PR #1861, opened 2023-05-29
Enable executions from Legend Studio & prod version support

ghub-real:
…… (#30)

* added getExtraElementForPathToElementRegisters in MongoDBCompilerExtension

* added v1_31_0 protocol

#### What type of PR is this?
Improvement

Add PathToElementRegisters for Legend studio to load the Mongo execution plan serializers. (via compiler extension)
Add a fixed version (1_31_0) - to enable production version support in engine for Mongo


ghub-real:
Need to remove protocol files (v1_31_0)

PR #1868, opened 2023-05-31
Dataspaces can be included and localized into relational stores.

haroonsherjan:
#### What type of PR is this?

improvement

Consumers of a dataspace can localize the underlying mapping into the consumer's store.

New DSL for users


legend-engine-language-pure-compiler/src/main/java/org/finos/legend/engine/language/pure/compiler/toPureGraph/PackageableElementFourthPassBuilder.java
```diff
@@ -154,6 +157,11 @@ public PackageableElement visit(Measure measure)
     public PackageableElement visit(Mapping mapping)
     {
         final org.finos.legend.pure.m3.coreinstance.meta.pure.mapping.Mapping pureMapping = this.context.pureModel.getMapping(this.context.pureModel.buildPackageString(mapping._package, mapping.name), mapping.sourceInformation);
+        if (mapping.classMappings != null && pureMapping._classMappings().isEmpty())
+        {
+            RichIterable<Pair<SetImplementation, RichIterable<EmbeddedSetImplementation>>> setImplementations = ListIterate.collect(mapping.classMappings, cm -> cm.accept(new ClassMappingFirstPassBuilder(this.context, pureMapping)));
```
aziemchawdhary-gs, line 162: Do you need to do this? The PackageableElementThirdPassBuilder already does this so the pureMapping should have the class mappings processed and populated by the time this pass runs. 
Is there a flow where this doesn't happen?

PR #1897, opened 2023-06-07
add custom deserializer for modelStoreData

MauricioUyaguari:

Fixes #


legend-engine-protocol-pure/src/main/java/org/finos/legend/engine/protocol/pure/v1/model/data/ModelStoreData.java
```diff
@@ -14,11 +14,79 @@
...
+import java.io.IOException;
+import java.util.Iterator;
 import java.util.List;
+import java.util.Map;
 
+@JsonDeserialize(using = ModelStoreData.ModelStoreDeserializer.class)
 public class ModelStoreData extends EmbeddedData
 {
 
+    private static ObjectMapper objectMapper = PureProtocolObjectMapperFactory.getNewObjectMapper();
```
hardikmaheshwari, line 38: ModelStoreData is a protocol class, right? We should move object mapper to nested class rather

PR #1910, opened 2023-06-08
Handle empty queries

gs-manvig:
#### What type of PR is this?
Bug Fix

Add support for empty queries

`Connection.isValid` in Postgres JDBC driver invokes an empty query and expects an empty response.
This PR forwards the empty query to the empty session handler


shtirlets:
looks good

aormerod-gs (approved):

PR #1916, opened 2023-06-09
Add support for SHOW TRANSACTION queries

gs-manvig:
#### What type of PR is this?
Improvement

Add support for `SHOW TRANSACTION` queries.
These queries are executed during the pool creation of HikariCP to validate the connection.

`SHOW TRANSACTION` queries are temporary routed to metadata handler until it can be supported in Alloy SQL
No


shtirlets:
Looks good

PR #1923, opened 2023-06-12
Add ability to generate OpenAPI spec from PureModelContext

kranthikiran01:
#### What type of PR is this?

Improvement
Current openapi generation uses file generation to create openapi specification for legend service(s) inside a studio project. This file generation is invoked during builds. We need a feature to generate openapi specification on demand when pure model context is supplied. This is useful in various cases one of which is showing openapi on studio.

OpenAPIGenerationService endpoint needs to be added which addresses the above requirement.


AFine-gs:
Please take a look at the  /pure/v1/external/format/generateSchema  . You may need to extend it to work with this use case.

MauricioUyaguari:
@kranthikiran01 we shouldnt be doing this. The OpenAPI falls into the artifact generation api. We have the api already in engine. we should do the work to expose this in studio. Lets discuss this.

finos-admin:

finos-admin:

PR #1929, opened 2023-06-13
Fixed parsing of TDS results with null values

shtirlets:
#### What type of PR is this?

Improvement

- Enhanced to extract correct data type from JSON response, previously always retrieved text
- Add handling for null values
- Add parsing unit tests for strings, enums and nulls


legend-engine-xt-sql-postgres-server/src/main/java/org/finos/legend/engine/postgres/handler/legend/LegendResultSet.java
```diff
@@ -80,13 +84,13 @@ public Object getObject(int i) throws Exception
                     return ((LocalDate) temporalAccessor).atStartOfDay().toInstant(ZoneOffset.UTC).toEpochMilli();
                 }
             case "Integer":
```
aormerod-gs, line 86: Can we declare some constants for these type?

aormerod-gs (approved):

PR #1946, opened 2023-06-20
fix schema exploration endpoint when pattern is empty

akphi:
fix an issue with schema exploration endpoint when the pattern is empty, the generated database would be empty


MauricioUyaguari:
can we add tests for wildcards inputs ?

• • • • • • •

| DIRECTIONS |
Search the records for the string "with" and report each line that has it.

| TASK SOLUTION |
Please take a look at the  /pure/v1/external/format/generateSchema  . You may need to extend it to work with this use case.
Fixed parsing of TDS results with null values
fix an issue with schema exploration endpoint when the pattern is empty, the generated database would be empty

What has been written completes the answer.